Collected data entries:
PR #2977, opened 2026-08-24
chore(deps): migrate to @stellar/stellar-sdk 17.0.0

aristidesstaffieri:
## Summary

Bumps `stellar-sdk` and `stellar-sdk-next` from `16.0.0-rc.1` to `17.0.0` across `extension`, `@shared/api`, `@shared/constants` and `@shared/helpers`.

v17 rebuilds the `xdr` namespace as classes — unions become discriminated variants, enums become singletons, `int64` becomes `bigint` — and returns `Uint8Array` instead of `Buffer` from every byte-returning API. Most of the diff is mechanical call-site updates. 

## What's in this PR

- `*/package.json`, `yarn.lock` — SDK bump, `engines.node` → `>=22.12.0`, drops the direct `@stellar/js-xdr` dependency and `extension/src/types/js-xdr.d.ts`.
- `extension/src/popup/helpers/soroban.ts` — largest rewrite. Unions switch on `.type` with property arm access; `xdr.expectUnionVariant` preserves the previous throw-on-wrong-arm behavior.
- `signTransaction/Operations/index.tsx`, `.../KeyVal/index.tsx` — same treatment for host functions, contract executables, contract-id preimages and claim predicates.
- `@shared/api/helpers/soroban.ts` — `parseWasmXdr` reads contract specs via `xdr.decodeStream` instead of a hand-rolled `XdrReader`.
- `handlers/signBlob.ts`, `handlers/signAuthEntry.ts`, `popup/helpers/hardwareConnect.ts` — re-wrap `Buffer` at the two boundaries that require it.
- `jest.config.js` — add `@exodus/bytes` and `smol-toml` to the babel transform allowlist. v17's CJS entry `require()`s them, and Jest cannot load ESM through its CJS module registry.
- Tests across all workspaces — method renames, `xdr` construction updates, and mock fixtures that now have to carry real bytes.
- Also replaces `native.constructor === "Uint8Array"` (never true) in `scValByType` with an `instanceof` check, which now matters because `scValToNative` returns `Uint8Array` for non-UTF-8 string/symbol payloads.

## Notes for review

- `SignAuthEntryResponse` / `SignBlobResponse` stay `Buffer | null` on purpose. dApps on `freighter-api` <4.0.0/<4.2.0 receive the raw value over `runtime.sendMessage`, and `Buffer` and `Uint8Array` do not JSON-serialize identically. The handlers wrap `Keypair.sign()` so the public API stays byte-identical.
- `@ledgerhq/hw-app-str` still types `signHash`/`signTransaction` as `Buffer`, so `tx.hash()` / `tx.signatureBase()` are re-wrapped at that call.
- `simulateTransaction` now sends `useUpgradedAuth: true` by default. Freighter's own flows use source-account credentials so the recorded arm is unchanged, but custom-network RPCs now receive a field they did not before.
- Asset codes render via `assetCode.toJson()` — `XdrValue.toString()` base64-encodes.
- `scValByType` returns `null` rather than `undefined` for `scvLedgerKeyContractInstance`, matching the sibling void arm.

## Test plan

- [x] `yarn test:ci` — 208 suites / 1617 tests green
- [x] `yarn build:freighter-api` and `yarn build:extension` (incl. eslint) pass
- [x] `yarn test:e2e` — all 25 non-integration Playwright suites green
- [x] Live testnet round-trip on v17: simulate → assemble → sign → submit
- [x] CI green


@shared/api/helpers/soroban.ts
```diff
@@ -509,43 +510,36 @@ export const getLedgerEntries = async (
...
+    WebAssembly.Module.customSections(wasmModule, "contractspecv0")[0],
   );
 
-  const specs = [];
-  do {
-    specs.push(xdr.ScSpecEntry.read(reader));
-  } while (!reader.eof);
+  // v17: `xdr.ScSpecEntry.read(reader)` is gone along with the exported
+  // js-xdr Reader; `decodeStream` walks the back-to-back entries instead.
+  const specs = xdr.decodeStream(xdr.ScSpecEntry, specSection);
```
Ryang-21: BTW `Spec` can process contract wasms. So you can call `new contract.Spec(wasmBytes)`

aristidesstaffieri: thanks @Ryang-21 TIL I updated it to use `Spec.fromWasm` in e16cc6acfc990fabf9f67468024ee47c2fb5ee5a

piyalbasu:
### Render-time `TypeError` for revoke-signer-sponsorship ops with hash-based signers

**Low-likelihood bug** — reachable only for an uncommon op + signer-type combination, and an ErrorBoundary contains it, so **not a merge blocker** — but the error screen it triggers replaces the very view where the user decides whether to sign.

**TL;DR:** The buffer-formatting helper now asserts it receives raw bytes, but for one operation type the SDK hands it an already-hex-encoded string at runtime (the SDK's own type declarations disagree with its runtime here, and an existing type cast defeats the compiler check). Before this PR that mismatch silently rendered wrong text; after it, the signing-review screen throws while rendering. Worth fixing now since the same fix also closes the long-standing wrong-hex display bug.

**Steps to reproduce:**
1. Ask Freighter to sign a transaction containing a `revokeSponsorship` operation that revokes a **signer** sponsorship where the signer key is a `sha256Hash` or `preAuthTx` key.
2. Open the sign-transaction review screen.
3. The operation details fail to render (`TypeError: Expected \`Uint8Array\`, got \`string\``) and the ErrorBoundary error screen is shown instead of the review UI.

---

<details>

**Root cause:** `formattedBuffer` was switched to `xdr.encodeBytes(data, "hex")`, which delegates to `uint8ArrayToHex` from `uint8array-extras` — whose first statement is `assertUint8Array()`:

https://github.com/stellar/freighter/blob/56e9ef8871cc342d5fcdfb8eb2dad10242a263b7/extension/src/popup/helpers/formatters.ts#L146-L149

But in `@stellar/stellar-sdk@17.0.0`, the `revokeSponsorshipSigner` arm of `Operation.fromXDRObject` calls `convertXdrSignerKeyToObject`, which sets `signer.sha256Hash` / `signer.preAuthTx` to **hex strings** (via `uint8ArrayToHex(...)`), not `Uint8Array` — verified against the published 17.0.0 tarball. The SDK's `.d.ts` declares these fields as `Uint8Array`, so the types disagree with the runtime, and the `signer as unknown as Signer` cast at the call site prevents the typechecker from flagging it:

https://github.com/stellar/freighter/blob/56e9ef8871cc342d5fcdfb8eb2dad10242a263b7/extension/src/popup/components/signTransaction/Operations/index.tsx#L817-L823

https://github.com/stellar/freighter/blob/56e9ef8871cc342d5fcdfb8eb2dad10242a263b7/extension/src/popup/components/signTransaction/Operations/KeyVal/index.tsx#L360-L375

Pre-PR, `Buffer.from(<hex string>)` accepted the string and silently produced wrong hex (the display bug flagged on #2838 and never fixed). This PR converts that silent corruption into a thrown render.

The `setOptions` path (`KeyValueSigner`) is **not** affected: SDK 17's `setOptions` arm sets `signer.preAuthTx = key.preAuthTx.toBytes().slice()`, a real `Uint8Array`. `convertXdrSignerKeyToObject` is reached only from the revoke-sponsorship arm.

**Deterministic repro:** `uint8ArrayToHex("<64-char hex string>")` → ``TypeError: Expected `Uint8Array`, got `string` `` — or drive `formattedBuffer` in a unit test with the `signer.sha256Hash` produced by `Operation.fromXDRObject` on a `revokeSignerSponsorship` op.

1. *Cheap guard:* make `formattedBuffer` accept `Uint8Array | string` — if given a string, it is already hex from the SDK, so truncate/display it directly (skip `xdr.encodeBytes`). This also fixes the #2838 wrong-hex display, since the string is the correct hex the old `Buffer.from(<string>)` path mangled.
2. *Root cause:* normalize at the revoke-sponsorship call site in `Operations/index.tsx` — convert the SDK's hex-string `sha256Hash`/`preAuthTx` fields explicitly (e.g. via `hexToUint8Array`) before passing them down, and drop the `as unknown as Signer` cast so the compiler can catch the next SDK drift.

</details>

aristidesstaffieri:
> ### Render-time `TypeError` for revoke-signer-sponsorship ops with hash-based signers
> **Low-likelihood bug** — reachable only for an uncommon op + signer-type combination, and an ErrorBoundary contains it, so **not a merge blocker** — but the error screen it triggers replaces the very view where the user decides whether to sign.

---

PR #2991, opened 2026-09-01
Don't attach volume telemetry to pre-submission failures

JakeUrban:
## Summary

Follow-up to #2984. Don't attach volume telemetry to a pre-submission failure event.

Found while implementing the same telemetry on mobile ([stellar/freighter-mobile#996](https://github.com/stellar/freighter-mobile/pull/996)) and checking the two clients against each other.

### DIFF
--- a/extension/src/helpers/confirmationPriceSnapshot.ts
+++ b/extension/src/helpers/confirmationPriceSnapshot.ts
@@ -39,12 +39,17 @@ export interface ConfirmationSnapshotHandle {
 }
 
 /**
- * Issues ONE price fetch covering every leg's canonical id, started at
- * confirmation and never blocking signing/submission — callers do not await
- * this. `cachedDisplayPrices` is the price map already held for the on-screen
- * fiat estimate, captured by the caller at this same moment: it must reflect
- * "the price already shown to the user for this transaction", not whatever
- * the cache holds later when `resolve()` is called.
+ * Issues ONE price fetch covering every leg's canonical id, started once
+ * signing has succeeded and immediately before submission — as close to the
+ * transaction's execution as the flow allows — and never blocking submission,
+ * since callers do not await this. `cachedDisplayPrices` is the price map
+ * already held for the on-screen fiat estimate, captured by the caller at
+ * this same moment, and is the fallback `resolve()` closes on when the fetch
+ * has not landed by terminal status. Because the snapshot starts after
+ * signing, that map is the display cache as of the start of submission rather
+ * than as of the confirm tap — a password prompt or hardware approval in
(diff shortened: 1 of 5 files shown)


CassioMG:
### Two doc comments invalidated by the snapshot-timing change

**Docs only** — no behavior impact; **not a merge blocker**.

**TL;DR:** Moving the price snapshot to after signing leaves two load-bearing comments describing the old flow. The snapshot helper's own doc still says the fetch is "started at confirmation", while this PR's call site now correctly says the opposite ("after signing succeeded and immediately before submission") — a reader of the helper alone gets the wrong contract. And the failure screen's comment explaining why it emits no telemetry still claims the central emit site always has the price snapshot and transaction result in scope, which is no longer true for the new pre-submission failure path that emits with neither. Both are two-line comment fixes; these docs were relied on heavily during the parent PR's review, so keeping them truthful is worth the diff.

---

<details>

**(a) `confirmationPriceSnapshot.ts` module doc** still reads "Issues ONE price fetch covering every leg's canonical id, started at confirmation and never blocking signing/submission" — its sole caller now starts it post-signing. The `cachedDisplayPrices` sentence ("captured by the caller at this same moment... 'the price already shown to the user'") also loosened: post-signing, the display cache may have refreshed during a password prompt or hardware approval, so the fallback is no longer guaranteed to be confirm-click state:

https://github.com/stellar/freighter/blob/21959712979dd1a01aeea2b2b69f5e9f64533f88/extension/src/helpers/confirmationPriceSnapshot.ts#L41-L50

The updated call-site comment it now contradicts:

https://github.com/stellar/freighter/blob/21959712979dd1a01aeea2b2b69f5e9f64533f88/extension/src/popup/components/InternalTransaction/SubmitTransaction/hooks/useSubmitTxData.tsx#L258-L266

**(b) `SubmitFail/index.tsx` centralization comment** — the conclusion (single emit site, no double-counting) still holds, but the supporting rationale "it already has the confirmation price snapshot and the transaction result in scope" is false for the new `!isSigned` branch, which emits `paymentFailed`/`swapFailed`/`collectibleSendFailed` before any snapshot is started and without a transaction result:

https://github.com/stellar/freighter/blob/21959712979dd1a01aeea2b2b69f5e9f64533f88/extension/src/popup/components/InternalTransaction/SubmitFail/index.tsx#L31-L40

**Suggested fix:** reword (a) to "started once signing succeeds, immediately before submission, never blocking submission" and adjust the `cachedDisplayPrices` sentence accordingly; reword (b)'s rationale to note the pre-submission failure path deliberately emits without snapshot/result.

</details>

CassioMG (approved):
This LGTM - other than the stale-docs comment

TASK STATEMENT: Write out, from the lines above, only those from the line with "## What's in this PR" to the line with "drops the direct", exactly as given, including the first and the last.

FINAL ANSWER:
## What's in this PR

- `*/package.json`, `yarn.lock` — SDK bump, `engines.node` → `>=22.12.0`, drops the direct `@stellar/js-xdr` dependency and `extension/src/types/js-xdr.d.ts`.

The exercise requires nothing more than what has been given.